▸ DATASET CONTENT
PR #140, opened 2023-06-07
Disable debugging

nass13m:


bendudson:
Thanks @nass13m ! For good performance by default this is probably the right thing to do.

PR #151, opened 2023-07-14
Add notebook on new impurity curves

mikekryjak:
This PR adds a notebook documenting the process of implementing new cooling curves in:
https://github.com/bendudson/hermes-3/pull/129

The process can be replicated to change the fit or to implement new curves. The fitting routine prints out C++ code for the fit coefficients which you can copy paste directly into Hermes-3.

I also include a comparison between the old and the new rates as well as a validation plot.


bendudson (approved):
Thanks @mike! This looks great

▸ WHAT THE TASK ASKS
Copy every line of the material above in which the word "curves" appears.

▸ SOLUTION FOR THIS EXERCISE
Add notebook on new impurity curves
This PR adds a notebook documenting the process of implementing new cooling curves in:
The process can be replicated to change the fit or to implement new curves. The fitting routine prints out C++ code for the fit coefficients which you can copy paste directly into Hermes-3.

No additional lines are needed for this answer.